In the 1997 book Romano Guardini: A Precursor of Vatican II (Notre Dame, Indiana: University of Notre Dame Press), the American priest and theologian Robert A. Krieg of the University of Notre Dame discusses Guardini's 1925 book in German Der Gegensatz, which has not been translated into English (pages 14-16). Krieg says, "In speaking of the polarities of personal existence, we must however distinguish between the category of opposition (Gegensatz) and the category of contradiction (Widerspruch). According to Guardini, an opposition is that 'peculiar relation, in which two elements exclude each other and are nevertheless bound together, indeed . . . presuppose each other. For example, although the solitary character and the communal character of personal existence stand in opposition, they are both essential to a person's life" (page 15; the ellipsis is in Krieg's text).

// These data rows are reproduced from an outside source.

Issue #122, opened 2022-01-02
Faster subgroup checks on G2 on most curves


mratsim:
I've had a look in the library and it seems like Scott optimization in was implemented only for BLS12-381
(paper: https://eprint.iacr.org/2021/1130.pdf)

It is however applicable for all curves where gcd(h₁, h₂) == 1 with h₁ and h₂ the cofactors on G₁ and G₂.
In that case it is enough to check that `ψ(P) = [t-1]P` with t the trace.

As h₁ = 1 for BN curves and t-1 = 6u², it is applicable to BN254.
It is noted in the discussion that it also works for BLS24 curves.

yelhousni:
Hi @mratsim, I think that the G2 trick is implemented for [BLS12-381](https://github.com/ConsenSys/gnark-crypto/blob/d3277c3191f374355a2e3e3edd314552c4fd4ce3/ecc/bls12-381/g2.go#L376), [BLS12-377](https://github.com/ConsenSys/gnark-crypto/blob/d3277c3191f374355a2e3e3edd314552c4fd4ce3/ecc/bls12-377/g2.go#L376) and [BN254](https://github.com/ConsenSys/gnark-crypto/blob/d3277c3191f374355a2e3e3edd314552c4fd4ce3/ecc/bn254/g2.go#L376) (but not BLS24-315 indeed).

mratsim:
Oh indeed, I have a clone older than https://github.com/ConsenSys/gnark-crypto/pull/95/files

yelhousni:
So there was an error in Scott preprint for G2 membership test proof. However, the result is still correct (more on that here: https://eprint.iacr.org/2022/352.pdf).

PR #123, opened 2022-01-03
perf(bls24-315): faster G2 membership test

yelhousni:
#122

### DIFF
--- a/ecc/bls12-377/g1_test.go
+++ b/ecc/bls12-377/g1_test.go
@@ -124,6 +124,17 @@ func TestG1AffineIsOnCurve(t *testing.T) {
 		GenFp(),
 	))
 
+	properties.Property("[BLS12-377] IsInSubGroup and MulBy subgroup order should be the same", prop.ForAll(
+		func(a fp.Element) bool {
+			var op1, op2 G1Jac
+			op1 = fuzzJacobianG1Affine(&g1Gen, a)
+			_r := fr.Modulus()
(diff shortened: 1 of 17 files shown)


ThomasPiellard:
@yelhousni Can you add a specific test for `IsInSubGroup` ?

Also there is something that bothers me in [https://eprint.iacr.org/2021/1130.pdf](https://eprint.iacr.org/2021/1130.pdf)... The reasoning that I understood from the paper is "psi acts as the multiplication by u on the p+1-t torsion of E, so let's just check that psi(Q)=[u]Q".

 However, nothing says that there is no other torsion subgroup on which psi acts like this. For example, if we find `a` such that 'a | h2', `p^2-1 != 0 [a]` (so E' contains a subgroup of order `a` but not the full `a`-torsion) and `u` is a root of `X^2-tX+p [a]`, then psi acts by multiplication by `u` on the `a` torsion of E'[Fp^2]. From the equations, it's not clear that such a situation does not happen. It seems really unlikely because of the third condition (that `u` has to be a root of `X^2-tX+p [a]`), but unless proceeding case by case there is no guarantee of that.

So I am in favour of keeping the solution before the very end of sect 4, that is checking if psi(uQ)+psi(Q)+..=uQ. The delta that I have between the benches is 
```
benchmark                         old ns/op     new ns/op     delta
BenchmarkG2JacIsInSubGroup-12     122793        126198        +2.77%
```

ThomasPiellard (approved):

Krieg also says, "By contrast, a contradiction or Widerspruch occurs when two elements exist not within an inherent unity but with one always negating the other. Good and evil stand not in opposition but in contradiction to each other. Romanticism errs, therefore, when it locates the conflict between good and evil within the category of opposition. This mistaken acceptance of evil as part and parcel of life is manifest, Guardini notes, in the writings of Hegel, Goethe, Hermann Hesse, Thomas Mann, and Carl Jung" (page 15).
Perhaps Guardini would include in his listing of people supposedly manifesting "[t]his mistaken acceptance of evil as part and parcel of life" the Israeli-German Jungian analyst Erich Neumann's 1949 book in German Depth Psychology and a New Ethic, translated by Eugene Rolfe (New York: G. P. Putnam's Sons, 1969). In any event, I see nothing in Guardini's work with the contradictory moral concepts of good and evil that approximates Jung's perceptive account of how the "shadow" aspect of the human psyche works.
In any event, as noted above, Ong read in German Guardini's 1950 book The End of the Modern World. However, I do not know if Ong ever read Guardini's 1925 book Der Gegensatz. But from the early 1950s onward, Ong worked with the aural-visual contrast in cognitive processing, which he explicitly acknowledges in his 1958 book Ramus, Method, and the Decay of Dialogue: From the Art of Discourse to the Art of Reason (page 338, note 54) that he borrowed from the French lay Catholic philosopher Louis Lavelle (1883-1951).